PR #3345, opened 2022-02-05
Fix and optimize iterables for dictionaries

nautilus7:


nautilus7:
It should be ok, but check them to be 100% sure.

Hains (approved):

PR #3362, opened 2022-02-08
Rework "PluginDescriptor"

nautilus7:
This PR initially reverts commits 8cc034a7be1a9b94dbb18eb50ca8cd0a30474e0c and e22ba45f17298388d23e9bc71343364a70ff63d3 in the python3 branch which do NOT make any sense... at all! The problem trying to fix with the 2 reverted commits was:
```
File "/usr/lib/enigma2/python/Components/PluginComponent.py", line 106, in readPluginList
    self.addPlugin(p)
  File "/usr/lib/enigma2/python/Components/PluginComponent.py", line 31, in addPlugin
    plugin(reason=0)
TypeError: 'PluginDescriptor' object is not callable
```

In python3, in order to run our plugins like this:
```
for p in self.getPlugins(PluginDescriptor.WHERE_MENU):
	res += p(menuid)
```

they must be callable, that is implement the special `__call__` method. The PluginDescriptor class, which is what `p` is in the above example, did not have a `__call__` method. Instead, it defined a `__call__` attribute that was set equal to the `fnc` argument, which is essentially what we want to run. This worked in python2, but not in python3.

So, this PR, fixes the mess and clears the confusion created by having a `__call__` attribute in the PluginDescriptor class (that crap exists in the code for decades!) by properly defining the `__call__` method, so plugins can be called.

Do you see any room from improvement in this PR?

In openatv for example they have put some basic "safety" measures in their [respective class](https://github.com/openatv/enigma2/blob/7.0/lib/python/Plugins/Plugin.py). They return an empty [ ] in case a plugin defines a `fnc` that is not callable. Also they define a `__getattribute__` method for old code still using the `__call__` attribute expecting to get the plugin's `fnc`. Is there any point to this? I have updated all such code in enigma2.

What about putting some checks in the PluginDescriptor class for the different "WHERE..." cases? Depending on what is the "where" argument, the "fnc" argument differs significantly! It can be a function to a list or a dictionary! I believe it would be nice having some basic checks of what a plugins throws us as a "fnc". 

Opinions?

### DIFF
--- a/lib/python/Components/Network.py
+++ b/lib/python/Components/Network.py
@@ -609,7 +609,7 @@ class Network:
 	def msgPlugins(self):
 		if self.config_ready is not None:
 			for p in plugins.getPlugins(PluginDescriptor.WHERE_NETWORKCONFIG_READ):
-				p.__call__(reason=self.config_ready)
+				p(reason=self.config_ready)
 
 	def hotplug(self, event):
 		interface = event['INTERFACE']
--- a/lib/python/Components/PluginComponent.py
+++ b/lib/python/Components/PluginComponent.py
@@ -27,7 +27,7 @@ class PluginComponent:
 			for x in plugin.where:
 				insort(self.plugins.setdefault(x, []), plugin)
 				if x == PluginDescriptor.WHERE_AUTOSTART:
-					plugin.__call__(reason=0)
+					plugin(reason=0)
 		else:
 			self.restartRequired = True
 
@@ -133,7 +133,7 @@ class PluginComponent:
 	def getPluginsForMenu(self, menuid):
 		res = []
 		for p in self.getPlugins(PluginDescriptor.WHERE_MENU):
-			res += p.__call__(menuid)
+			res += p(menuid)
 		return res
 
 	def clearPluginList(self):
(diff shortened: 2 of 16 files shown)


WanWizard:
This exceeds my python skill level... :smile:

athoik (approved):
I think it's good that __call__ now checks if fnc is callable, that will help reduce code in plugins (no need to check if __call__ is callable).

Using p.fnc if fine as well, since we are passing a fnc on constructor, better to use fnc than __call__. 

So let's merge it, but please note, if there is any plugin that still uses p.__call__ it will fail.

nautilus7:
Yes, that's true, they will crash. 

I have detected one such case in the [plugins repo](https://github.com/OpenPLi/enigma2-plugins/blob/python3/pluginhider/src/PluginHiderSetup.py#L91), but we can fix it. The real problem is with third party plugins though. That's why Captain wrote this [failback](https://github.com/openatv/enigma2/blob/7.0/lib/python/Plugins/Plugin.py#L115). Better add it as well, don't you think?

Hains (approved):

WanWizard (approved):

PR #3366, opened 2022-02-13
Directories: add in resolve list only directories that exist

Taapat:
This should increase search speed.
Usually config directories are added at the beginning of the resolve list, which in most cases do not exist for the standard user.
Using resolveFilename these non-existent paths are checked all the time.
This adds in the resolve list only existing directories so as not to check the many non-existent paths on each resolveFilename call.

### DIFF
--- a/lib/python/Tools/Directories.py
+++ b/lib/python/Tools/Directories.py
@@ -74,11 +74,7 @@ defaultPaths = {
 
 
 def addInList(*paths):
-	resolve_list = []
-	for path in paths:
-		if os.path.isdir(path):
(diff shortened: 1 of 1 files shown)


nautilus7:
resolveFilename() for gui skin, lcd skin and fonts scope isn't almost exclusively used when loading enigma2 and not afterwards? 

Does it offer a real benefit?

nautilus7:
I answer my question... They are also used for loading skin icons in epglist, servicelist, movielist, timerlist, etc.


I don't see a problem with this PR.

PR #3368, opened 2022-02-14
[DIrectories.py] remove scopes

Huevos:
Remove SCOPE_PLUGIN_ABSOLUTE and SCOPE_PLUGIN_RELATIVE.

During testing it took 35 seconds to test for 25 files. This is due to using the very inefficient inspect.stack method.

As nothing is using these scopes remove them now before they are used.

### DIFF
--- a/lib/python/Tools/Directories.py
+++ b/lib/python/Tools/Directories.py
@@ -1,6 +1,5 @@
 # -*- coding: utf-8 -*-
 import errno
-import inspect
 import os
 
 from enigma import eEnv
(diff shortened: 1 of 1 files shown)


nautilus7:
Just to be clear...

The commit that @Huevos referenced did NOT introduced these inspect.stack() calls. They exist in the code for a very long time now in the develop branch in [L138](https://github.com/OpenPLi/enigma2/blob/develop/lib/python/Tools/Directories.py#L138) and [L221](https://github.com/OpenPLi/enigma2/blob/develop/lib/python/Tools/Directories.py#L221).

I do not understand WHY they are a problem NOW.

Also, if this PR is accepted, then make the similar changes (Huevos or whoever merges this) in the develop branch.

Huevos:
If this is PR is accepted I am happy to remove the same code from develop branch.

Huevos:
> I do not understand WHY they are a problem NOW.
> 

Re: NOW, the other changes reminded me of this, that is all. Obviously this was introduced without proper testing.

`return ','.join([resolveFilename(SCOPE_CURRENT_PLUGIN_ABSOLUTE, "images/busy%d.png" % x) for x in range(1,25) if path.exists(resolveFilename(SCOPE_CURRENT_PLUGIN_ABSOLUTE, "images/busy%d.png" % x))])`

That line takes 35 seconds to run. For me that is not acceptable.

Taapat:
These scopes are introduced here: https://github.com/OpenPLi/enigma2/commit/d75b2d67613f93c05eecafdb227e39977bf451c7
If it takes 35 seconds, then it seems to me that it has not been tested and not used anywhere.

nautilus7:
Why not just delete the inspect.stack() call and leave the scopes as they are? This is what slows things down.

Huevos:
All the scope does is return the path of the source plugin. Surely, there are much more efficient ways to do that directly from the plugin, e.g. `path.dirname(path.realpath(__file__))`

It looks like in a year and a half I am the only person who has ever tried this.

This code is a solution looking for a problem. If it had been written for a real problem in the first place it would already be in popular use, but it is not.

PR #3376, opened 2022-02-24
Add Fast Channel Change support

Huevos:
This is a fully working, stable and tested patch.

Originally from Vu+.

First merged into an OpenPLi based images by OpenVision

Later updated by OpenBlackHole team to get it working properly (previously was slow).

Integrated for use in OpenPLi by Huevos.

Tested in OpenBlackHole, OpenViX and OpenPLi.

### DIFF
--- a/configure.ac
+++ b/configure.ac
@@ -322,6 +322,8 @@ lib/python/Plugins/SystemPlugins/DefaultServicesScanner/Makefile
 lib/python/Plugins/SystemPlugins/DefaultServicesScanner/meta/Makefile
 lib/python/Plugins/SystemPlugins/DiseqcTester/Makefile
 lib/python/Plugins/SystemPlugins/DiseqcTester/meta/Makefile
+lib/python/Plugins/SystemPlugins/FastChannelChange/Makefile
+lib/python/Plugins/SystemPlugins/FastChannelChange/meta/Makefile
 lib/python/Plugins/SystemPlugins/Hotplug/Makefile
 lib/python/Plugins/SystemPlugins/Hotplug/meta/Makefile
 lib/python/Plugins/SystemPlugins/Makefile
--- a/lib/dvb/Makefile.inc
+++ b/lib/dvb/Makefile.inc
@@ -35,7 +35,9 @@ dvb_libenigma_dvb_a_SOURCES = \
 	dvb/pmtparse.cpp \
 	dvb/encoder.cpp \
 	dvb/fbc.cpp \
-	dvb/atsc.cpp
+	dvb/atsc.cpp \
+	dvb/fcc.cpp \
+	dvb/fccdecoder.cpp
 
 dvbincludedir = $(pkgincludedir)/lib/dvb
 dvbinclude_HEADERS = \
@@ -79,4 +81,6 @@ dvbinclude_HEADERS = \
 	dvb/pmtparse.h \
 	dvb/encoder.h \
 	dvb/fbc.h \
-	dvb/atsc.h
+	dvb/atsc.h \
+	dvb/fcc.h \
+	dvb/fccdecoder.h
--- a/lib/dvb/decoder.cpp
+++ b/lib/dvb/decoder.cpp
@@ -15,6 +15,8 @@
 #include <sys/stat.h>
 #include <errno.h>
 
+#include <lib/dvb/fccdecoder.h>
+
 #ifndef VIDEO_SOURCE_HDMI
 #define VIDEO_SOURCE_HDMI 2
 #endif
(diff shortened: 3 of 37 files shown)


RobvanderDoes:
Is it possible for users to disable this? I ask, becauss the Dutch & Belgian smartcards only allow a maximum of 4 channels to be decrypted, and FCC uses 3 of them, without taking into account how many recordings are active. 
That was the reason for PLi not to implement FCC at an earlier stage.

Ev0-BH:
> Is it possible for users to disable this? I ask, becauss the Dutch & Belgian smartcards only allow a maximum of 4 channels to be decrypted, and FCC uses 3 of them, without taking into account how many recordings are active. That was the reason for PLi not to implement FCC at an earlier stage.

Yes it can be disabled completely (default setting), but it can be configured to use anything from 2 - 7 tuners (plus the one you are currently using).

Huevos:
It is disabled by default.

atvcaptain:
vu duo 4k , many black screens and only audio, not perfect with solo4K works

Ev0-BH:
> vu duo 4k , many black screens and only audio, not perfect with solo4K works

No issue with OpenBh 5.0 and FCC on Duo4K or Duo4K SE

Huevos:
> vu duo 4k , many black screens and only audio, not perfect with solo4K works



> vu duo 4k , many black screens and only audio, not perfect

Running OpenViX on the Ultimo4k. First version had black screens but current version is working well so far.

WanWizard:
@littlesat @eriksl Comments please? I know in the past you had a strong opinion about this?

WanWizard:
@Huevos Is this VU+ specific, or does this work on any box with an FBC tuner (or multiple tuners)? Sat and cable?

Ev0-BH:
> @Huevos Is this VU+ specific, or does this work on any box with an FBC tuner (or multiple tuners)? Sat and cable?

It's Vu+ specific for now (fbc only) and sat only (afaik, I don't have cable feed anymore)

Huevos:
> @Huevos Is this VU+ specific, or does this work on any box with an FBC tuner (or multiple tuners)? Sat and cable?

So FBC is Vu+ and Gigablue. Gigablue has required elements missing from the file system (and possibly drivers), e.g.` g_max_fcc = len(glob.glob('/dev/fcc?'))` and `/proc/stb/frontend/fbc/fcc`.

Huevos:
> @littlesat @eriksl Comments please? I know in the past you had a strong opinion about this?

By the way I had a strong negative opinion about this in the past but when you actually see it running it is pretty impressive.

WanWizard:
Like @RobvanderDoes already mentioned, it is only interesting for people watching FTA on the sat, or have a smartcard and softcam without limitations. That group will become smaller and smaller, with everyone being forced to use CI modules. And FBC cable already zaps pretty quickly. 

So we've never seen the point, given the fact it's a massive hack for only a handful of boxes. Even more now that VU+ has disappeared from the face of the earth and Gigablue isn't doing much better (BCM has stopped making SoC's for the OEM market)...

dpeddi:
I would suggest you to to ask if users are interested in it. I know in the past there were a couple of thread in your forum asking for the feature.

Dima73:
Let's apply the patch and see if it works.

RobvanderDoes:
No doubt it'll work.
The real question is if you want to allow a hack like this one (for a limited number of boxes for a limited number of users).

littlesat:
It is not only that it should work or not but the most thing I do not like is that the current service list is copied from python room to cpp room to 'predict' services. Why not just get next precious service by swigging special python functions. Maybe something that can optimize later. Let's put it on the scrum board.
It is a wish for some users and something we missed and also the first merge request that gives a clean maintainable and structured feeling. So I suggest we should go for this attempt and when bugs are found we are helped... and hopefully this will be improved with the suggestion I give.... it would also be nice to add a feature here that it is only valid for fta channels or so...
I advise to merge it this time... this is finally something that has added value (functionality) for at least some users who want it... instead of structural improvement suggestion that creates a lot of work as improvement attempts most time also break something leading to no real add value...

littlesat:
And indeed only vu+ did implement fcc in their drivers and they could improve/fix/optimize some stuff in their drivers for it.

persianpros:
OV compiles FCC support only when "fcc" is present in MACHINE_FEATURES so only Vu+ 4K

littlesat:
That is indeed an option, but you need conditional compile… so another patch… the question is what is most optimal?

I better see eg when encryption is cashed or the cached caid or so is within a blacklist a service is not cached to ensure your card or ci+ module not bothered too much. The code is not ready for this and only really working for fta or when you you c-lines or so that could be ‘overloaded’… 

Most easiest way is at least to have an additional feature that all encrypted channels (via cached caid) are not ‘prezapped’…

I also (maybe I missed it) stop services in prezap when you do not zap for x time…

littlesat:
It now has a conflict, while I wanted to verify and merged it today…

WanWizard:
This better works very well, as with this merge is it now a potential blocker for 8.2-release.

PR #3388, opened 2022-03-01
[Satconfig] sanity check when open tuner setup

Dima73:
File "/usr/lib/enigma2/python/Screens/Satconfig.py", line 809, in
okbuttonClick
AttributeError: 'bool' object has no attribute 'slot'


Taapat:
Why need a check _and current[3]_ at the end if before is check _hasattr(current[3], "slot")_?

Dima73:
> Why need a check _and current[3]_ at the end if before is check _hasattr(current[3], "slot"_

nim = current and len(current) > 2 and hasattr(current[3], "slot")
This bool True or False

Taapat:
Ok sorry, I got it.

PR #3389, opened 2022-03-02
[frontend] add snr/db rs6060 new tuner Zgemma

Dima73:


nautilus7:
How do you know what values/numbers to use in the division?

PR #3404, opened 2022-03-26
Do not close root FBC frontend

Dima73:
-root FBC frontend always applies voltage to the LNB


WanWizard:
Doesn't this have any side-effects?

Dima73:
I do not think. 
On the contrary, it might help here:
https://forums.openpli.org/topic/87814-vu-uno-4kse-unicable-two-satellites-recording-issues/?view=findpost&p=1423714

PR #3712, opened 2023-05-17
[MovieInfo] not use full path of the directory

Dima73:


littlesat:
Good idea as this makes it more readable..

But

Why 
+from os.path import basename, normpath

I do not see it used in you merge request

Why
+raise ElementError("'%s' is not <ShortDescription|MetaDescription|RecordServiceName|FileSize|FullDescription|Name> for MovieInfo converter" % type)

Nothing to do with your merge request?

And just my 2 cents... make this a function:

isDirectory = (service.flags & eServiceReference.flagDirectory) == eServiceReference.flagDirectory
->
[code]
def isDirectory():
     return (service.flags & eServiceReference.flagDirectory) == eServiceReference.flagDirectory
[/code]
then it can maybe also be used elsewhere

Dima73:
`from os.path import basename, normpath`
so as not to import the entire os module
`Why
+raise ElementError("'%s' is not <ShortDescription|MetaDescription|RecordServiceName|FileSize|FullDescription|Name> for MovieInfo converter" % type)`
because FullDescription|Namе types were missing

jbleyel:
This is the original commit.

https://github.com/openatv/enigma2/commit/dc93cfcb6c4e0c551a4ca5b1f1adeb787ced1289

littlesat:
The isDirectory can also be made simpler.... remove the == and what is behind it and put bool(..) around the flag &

● Work order: Copy exactly the stretch of data above from the line with "PR #3366, opened 2022-02-13" through the line with "Using resolveFilename these", and omit all other lines.

● Written reply:
PR #3366, opened 2022-02-13
Directories: add in resolve list only directories that exist

Taapat:
This should increase search speed.
Usually config directories are added at the beginning of the resolve list, which in most cases do not exist for the standard user.
Using resolveFilename these non-existent paths are checked all the time.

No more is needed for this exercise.